Content starts

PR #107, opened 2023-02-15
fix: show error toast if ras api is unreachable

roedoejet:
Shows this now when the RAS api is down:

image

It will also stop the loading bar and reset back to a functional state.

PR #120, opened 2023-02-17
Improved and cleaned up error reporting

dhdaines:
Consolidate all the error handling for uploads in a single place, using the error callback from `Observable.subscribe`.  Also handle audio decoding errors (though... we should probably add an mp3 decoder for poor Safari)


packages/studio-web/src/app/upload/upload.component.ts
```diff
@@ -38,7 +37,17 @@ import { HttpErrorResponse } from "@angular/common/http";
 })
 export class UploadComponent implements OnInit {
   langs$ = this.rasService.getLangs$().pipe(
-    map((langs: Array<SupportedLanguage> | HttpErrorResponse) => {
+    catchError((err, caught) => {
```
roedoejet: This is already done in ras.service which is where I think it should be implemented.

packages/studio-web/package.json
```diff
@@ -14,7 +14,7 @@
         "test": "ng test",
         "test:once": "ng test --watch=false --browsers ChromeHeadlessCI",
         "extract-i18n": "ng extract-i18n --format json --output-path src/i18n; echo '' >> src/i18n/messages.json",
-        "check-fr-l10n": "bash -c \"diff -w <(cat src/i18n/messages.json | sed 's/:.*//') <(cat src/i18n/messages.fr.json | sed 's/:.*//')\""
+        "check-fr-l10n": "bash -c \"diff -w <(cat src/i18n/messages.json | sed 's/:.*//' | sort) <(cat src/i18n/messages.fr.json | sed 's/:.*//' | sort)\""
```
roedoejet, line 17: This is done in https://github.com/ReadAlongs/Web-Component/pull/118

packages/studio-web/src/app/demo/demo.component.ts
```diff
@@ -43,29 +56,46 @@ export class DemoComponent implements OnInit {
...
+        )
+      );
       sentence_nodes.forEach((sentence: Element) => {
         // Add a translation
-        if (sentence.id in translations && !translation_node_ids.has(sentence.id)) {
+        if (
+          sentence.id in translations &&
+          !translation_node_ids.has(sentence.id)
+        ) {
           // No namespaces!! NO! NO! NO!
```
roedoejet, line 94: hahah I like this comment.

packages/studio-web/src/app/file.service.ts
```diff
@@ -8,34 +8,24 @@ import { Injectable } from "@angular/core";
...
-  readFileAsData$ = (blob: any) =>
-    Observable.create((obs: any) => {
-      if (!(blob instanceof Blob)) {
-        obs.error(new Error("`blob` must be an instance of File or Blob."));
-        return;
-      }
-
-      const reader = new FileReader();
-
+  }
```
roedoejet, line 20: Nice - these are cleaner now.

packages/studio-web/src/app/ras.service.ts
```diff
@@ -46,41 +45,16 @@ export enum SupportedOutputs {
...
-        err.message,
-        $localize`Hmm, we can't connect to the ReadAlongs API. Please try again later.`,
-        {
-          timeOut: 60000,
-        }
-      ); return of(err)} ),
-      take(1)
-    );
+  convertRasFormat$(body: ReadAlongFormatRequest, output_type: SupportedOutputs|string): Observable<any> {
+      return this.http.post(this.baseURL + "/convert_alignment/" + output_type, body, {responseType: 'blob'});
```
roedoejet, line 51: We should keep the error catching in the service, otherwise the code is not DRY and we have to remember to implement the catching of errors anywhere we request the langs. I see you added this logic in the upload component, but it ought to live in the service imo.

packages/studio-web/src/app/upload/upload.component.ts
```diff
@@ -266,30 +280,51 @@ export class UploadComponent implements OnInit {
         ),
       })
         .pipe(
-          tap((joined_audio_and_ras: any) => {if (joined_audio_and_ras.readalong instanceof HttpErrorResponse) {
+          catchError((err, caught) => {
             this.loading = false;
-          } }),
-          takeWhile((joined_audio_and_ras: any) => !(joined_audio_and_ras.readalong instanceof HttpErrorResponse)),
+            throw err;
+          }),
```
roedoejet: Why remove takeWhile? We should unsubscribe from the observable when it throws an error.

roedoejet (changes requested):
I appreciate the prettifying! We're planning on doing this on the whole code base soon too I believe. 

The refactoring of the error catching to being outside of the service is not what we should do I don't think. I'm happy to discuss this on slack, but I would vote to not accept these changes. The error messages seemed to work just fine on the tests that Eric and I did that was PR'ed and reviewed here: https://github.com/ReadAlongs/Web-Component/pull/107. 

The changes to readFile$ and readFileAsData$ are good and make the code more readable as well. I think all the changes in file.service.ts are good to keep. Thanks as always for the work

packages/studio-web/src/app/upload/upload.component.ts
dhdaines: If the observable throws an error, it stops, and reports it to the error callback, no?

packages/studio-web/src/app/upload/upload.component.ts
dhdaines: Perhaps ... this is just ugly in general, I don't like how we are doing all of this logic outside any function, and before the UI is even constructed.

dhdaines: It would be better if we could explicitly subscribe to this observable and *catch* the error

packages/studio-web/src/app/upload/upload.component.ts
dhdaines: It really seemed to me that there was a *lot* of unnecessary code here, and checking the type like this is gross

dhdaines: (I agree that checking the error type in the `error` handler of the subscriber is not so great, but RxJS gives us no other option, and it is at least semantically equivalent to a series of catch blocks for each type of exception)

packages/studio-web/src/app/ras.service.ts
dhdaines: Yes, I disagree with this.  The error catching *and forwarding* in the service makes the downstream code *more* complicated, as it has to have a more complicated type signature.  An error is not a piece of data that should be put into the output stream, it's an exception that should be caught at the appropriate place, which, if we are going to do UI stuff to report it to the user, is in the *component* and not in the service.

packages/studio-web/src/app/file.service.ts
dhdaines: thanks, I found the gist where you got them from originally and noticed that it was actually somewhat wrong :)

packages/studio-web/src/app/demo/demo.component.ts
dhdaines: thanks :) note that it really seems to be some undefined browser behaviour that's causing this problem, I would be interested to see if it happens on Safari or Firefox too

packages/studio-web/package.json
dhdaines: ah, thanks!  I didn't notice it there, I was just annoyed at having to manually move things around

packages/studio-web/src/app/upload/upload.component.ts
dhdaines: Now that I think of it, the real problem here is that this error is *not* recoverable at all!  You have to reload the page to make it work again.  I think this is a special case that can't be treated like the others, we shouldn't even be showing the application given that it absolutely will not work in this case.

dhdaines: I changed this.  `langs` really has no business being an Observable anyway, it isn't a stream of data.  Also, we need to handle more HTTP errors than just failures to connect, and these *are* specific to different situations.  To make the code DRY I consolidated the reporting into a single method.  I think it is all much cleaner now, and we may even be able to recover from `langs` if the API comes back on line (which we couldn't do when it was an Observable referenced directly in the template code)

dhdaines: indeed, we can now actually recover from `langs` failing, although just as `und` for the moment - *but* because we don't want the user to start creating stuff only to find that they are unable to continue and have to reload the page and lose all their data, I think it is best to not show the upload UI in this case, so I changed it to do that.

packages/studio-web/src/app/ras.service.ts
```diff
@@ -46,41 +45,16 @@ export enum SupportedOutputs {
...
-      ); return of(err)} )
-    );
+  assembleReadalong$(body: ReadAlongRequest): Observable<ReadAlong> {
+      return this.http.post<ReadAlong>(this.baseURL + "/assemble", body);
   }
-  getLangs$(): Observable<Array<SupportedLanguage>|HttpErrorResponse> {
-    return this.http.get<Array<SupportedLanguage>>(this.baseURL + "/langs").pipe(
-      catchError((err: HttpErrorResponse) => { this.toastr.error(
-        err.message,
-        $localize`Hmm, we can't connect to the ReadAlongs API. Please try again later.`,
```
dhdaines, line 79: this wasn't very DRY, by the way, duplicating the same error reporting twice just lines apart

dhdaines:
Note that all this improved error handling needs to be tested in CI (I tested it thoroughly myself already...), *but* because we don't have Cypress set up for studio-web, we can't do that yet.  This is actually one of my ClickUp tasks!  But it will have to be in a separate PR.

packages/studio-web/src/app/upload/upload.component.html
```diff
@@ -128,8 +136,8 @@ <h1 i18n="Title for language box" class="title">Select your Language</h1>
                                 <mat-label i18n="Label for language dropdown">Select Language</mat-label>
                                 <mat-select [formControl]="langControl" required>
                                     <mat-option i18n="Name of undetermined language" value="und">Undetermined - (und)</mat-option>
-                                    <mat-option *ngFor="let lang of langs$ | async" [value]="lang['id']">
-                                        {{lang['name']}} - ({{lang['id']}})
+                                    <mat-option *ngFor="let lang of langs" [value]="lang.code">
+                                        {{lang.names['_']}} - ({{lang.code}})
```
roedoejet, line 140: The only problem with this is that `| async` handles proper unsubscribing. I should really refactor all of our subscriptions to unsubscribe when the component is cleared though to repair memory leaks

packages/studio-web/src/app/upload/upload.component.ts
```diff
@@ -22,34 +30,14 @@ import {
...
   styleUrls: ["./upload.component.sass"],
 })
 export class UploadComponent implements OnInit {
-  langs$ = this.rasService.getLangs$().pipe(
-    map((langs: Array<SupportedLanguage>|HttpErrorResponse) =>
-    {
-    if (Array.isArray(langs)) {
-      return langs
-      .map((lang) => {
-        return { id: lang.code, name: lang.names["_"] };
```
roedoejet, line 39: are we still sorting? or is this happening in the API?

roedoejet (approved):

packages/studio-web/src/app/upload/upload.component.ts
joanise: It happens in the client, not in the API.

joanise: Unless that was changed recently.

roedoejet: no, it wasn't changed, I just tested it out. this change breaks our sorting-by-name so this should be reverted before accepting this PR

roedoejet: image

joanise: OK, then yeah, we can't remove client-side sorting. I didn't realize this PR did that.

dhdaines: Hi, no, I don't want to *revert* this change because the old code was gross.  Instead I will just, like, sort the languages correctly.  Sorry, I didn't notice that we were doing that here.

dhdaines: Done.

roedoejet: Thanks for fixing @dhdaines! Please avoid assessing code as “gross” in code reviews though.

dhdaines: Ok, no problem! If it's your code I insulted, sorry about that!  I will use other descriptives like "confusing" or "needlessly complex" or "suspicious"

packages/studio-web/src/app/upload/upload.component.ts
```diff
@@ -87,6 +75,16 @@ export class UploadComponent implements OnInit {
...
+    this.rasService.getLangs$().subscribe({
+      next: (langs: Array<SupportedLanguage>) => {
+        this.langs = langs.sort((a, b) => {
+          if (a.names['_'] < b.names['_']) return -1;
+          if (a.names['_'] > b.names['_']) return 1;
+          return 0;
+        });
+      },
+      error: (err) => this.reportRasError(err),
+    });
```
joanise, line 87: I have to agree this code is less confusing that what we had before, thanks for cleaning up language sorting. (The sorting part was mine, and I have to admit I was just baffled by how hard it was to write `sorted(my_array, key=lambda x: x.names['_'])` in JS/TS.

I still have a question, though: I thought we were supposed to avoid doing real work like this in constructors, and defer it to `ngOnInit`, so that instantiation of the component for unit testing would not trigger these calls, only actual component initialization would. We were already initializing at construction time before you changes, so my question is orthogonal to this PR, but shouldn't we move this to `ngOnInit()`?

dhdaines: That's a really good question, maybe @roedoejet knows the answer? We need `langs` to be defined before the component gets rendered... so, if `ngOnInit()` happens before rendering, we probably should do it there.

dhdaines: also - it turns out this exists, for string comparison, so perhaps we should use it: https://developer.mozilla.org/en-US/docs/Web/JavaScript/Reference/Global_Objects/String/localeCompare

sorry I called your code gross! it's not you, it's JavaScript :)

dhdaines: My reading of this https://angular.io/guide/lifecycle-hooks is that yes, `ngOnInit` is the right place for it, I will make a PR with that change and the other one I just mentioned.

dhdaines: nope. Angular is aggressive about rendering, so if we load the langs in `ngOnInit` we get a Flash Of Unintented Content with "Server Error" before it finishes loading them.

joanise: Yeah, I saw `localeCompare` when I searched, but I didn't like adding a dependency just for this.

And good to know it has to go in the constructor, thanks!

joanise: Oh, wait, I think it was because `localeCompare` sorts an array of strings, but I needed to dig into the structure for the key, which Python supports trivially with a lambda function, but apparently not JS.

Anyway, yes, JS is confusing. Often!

Content ends
Content starts

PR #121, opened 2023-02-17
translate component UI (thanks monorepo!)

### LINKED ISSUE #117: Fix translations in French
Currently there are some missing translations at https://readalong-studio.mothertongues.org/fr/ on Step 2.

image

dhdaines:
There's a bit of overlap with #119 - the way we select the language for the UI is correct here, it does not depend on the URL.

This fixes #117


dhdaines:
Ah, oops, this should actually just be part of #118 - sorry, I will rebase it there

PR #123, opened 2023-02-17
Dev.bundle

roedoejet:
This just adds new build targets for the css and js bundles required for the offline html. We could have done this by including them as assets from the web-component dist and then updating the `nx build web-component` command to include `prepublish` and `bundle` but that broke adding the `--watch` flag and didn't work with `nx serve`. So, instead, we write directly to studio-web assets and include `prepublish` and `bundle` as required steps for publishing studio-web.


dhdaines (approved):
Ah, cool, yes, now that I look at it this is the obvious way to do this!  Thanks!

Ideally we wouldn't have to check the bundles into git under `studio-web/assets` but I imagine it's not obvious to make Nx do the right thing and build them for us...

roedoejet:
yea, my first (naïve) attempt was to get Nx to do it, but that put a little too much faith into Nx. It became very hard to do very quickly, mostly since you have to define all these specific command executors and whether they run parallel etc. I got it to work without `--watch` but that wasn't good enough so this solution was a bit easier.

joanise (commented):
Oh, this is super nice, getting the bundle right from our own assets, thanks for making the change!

Content ends
Content starts

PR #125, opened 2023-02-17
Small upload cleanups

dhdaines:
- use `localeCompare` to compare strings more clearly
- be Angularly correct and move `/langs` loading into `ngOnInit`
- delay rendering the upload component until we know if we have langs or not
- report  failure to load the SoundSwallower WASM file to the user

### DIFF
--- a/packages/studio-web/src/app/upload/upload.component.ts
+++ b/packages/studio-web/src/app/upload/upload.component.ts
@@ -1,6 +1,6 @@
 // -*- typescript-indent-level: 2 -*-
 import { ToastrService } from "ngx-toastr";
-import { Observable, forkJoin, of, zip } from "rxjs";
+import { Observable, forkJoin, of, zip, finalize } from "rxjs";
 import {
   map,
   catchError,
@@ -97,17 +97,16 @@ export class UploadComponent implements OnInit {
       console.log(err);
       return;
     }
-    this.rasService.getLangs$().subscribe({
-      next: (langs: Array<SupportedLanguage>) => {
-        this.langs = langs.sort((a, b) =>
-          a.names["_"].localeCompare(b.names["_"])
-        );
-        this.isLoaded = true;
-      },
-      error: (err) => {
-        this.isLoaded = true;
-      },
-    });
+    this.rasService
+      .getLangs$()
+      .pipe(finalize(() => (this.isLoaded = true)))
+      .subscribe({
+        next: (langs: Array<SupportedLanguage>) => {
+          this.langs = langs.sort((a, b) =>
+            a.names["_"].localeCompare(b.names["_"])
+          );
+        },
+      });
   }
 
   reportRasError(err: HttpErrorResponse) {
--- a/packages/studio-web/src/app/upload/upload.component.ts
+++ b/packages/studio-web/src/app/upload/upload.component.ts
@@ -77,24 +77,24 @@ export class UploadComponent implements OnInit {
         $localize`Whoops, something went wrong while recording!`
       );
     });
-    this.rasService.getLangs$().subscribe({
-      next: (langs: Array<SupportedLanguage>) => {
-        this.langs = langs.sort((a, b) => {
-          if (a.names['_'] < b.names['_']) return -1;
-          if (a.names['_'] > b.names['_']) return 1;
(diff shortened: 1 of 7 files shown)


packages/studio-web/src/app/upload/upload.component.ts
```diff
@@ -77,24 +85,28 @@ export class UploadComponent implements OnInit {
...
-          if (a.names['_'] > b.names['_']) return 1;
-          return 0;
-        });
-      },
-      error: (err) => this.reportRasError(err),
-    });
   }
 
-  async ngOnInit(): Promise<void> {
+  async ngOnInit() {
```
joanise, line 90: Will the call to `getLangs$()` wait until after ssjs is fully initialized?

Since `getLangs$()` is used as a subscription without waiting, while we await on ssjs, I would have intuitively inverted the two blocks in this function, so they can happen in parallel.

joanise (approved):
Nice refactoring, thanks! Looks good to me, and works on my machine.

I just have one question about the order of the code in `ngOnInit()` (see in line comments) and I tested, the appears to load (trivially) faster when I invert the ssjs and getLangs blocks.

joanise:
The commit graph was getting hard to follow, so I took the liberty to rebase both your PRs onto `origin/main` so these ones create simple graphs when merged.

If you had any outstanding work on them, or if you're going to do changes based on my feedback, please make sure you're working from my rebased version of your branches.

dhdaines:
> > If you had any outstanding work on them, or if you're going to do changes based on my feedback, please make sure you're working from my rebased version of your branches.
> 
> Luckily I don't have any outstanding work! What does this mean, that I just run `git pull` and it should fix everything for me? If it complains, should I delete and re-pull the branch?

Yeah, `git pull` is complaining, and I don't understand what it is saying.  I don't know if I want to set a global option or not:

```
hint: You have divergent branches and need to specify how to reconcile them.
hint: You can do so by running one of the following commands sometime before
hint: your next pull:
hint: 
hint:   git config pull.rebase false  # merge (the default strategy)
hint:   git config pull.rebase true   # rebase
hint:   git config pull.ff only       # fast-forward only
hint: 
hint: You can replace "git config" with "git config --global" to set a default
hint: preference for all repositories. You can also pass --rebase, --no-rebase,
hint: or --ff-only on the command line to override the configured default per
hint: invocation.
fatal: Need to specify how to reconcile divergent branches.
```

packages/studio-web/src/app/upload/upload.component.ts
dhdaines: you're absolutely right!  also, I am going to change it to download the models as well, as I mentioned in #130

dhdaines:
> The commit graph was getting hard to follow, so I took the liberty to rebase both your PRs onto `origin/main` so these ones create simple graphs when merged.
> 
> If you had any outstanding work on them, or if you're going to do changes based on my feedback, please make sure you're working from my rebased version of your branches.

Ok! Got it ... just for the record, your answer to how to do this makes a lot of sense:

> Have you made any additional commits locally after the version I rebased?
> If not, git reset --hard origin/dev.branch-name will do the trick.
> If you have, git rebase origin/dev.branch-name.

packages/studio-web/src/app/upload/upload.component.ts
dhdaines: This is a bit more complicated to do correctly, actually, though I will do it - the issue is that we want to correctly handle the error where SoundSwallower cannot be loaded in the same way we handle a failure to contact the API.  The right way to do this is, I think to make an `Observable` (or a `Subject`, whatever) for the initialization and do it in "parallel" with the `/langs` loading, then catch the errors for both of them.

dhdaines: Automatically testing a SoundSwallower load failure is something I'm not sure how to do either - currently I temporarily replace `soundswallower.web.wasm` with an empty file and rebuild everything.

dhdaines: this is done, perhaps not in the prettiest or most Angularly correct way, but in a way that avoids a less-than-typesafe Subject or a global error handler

Content ends

Your instructions:
All lines in the data that contain the word "until" should be copied.

Reply:
- delay rendering the upload component until we know if we have langs or not
joanise, line 90: Will the call to `getLangs$()` wait until after ssjs is fully initialized?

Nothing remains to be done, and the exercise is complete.